Home > Young Adult > Pookie Aleera is Not My Boyfriend > Page 1
Pookie Aleera is Not My Boyfriend Page 1

by Steven Herrick




  Steven Herrick was born in Brisbane, the youngest of seven children. At school his favourite subject was soccer, and he dreamed of football glory while he worked at various jobs. For the past twenty-five years he’s been a full-time writer and regularly performs his work in schools throughout the world. Steven lives in the Blue Mountains with his partner Cathie, a belly dance teacher. They have two adult sons, Jack and Joe.

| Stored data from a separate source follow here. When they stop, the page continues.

PR #4014, opened 2023-01-26
[Merged by Bors] - Use AwaitLayer instead of subscribing to layer updates for status updates

fasmat:
## Motivation
Part of https://github.com/spacemeshos/go-spacemesh/issues/4010. Refactor code to not subscribe to layer changes but rather await new layers.

## Changes
Use `AwaitLayer` in `SubscribeToLayers` instead of a layer timer and make sure that the correct layer is reported / logged. Before if the node was hibernating or busy for some time it might report on multiple layers in a short period. Now it will skip reporting status updates to the current layer to avoid spamming clients with (outdated) updates.

## Test Plan
n/a

## TODO

## DevOps Notes


events/reporter.go
```diff
@@ -301,28 +301,37 @@ func SubscribeRewards() Subscription {
...
+		for {
+			mu.RLock()
+			stopChan := reporter.stopChan
+			mu.RUnlock()
+
+			select {
+			case <-ticker.AwaitLayer(next):
+				current := ticker.GetCurrentLayer()
+				if current.Before(next) {
+					log.Info("time sync detected, realigning ProposalBuilder")
```
noamnelke, line 324: This applies here, too.
https://github.com/spacemeshos/go-spacemesh/pull/4013#discussion_r1089899203

noamnelke (approved):

events/reporter.go
fasmat: I had the following train of thought when I wrote that code:

1. `AwaitLayer` waits until at least `next`, but possibly longer (e.g. hibernation, etc.) so when it returns we have to check in which layer we are actually in.
2. `GetCurrentLayer` returns the current layer which is expected to be the one we waited for, but could be a later one, thats why we use `current` and not `layer` to avoid reporting an already passed layer/epoch.
3. In rare cases `current` is before `layer` (when exactly between `AwaitLayer` and `GetCurrentLayer` the time was adjusted backwards via NTP or by the user). In this case we must prevent reporting the same layer again.

fasmat:
bors merge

  www.stevenherrick.com.au

  Also by Steven Herrick

  Young Adult

  Slice

  Black painted fingernails

  Water bombs

  Love, ghosts and nose hair

  A place like this

  The simple gift

  By the river

  Lonesome howl

  Cold skin

  Children

  Untangling spaghetti

  The place where the planes take off

  My life, my love, my lasagne

  Poetry to the rescue

  Love poems and leg-spinners

  Tom Jones saves the world

  Do-wrong Ron

  Naked bunyip dancing

  Rhyming boy

  In the past twenty-five years, I’ve visited over three thousand schools to read my work and talk to the students and teachers. So, finally, I’d like to dedicate a book to all the people who’ve welcomed me into their school lives.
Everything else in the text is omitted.